War das denn von Anfang an so? Oder ist das ein neues Problem? Läuft der Lüfter vom CPU-Kühler denn? Vlt. mal den Sitz des Kühlers prüfen.


Ins Gehäuse passen Kühler bis 15,5cm rein. Ich würde Dir da einen EKL Alpenföhn Brocken ECO empfehlen., der kostet ca 30€. Oder etwas günstiger ein Arctic Freezer 13 CO, oder auch ebenfalls von EKL Alpenföhn der Ben Nevis oder Sella. Aber der Brocken ECO wäre von denen schon der beste, kostet halt dann auch mehr als die anderen    da ist aber auch Montagematerial für Intel dabei, d.h. wenn man mal CPU+Board wechselt, kann man den Kühler vermutlich übernehmen.

Paste ist bei nem neuen Kühler eigentlich immer dabei, man kann aber, wenn man will, noch ne Tube mit "besserer" Paste dazubestellen, aber da reicht ne Mini-Tube für 1,50-5€ dicke aus. 4g reichen schon für 5-6 Kühlermontagen, man darf nur eine ganz dünne Schicht auch die CPU auftragen.


----------



## Batze (25. Oktober 2015)

Also wenn eine CPU die 90° und mehr erreicht, dann kann das an vielem liegen, aber bestimmt nicht an der momentanen physischen Kühl/Lüfter kombination(außer der Lüfter dreht sich nicht mehr, also kaputt).
Ich gehe mal davon aus, du hast den Standart AMD Kühl/Lüfter von der CPU, und der Lüfter dreht sich auch.

Da wird der Kontakt zur CPU wohl nicht zu 100% gegeben sein.

Kühler abbauen, die beiden Flächen, also auf dem Kühler und CPU reinigen, neue Paste (kostet im Laden 3-5€) draufmachen (weniger ist da mehr) und schon sollte es wieder normal laufen.

Allerdings, eine Investition in eine andere Kombination ist sinnvoll, weil der Hauseigene doch schon mal lauter aufdreht, weiß ich selbst, weil ich die gleiche CPU habe, und das empfand ich doch als unangenehm.

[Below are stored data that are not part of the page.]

PR #206, opened 2024-01-29
Add Daily Reboot Cronjob (K8s)

NotaSF:
Requires the k8s deployment to be in the **palworld** namespace.

Currently, it is set to run at 9:30am UTC daily.

I'm newer to configuring such things, and will work to improve/cleanup a little bit. :)

## Context 

* This launches a cronjob to run a shell script (defined in cm.yaml), which sends a broadcast notifying players that the server is saving. After 30 seconds, it does a formal backup using the established 'exec pod/podnamehere backup' command in the repo. After 30 seconds later, it sends a broadcast notifying players that the server will reboot in 60 seconds; 30 seconds; then each second for the last 10 seconds. It the runs the "Shutdown 1" command via rcon-cli, waits 30 additional seconds, then redeploys the application.

## Choices

* I prefer the K8s cluster schedule and perform a cronjob so I can keep track of it and also rollback if needed.
* This made the most sense to me, as it does not intrude or alter the main image itself.
* I wanted to learn more about how CronJobs work in Kubernetes.

## Test instructions

1. Copy the folder and its contents
2. Edit the cronjob.yaml schedule to '* * * * *' so it schedules it immediately.
3. Log into server
4. Apply the yaml files, specifically applying cronjob.yaml last.
5. Wait for the broadcasts, also monitor the logs of the job created using `kubectl -n palworld logs job/jobnamehere`
6. Server should disconnect once timer reaches 0; redeployment should be under way.
7. Server should come back up once redeployment is finished.


Twinki14:
I would say,

- Add this to the helm chart, and make it opt-in, it's far better suited for the helm chart
- If we still want this in the repository, let's store it only as an example, perhaps in a directory `k8s/examples/daily-restart`, with an included readme to explain it and note any requirements/changes someone would need to make to use it

Twinki14 (changes requested):
I would say,

- Add this to the helm chart, and make it opt-in, it's far better suited for the helm chart
- If we still want this in the repository (outside the helm chart), let's store it only as an example, perhaps in a directory `k8s/examples/daily-restart`, with an included readme to explain it and note any requirements/changes someone would need to make to use it

Really, since we have a helm chart now, we don't need to have the raw k8s manifests like we do now anyway. Helm is extremely simple to setup in a k8s environment, and is the defacto standard in devops

k8s/cronjob-reboot/cm.yaml
```diff
@@ -0,0 +1,43 @@
+apiVersion: v1
+kind: ConfigMap
+metadata:
+  name: restart-deployment-configmap
+  namespace:  palworld
```
MSpreckels, line 5: please remove the namespace

k8s/cronjob-reboot/cm.yaml
```diff
@@ -0,0 +1,43 @@
...
+    sleep 1
+    kubectl exec -n palworld -i pod/$cont rcon-cli "Broadcast Rebooting_in_3_seconds..."
+    sleep 1
+    kubectl exec -n palworld -i pod/$cont rcon-cli "Broadcast Rebooting_in_2_seconds..."
+    sleep 1
+    kubectl exec -n palworld -i pod/$cont rcon-cli "Broadcast Rebooting_in_1_seconds..."
+    sleep 1
+    kubectl exec -n palworld -i pod/$cont rcon-cli "Shutdown 1"
+    sleep 30
+    kubectl -n palworld rollout restart deployment/palworld-server
```
MSpreckels, line 42: can you make a for loop out of that? also set the namespace via env or as a variable on top like cont, it is way less error prone

k8s/cronjob-reboot/cronjob.yaml
```diff
@@ -0,0 +1,35 @@
+apiVersion: batch/v1
+kind: CronJob
+metadata:
+  name: restart-deployment
+  namespace:  palworld
```
MSpreckels, line 5: please remove the namespace

k8s/cronjob-reboot/cronjob.yaml
```diff
@@ -0,0 +1,35 @@
...
+        spec:
+          serviceAccountName: restart-deploy
+          restartPolicy:  Never
+          containers:
+            - name: kubectl
+              image:  bitnami/kubectl
+              command:
+              - /bin/sh
+              - -c
+              - /restart-script/restart-deployment.sh
```
MSpreckels, line 23: do you even need a CM with the shell script? what about inline?

k8s/cronjob-reboot/role.yaml
```diff
@@ -0,0 +1,12 @@
+apiVersion: rbac.authorization.k8s.io/v1
+kind: Role
+metadata:
+    name: restart-deployment
+    namespace: palworld
```
MSpreckels, line 5: please remove the namespace

k8s/cronjob-reboot/rolebinding.yaml
```diff
@@ -0,0 +1,13 @@
+apiVersion: rbac.authorization.k8s.io/v1
+kind: RoleBinding
+metadata:
+  name: restart-deployment
+  namespace: palworld
```
MSpreckels, line 5: please remove the namespace

k8s/cronjob-reboot/serviceaccount.yaml
```diff
@@ -0,0 +1,5 @@
+apiVersion: v1
+kind: ServiceAccount
+metadata:
+      name: restart-deploy
+      namespace: palworld
```
MSpreckels, line 5: please remove the namespace

also: the indentation looks off

MSpreckels (changes requested):
I've reviewed it but as @Twinki14 said, this would fit in the helm chart too. Can you add that?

Aber über 50° ist auch der nie hinausgeschossen.


----------



## derphil89 (25. Oktober 2015)

Herbboy schrieb:


> War das denn von Anfang an so? Oder ist das ein neues Problem? Läuft der Lüfter vom CPU-Kühler denn? Vlt. mal den Sitz des Kühlers prüfen.
> 
> 
> Ins Gehäuse passen Kühler bis 15,5cm rein. Ich würde Dir da einen EKL Alpenföhn Brocken ECO empfehlen., der kostet ca 30€. Oder etwas günstiger ein Arctic Freezer 13 CO, oder auch ebenfalls von EKL Alpenföhn der Ben Nevis oder Sella. Aber der Brocken ECO wäre von denen schon der beste, kostet halt dann auch mehr als die anderen    da ist aber auch Montagematerial für Intel dabei, d.h. wenn man mal CPU+Board wechselt, kann man den Kühler vermutlich übernehmen.
> ...



Hi, das Problem ist nun etwa einen Monat alt. Der Lüfter läuft noch. Werde das mit der Paste mal testen und berichten. Den Lüfter von EKL auf jeden Fall schonmal im Hinterkopf.

Vielen Dank für eure Antworten!


----------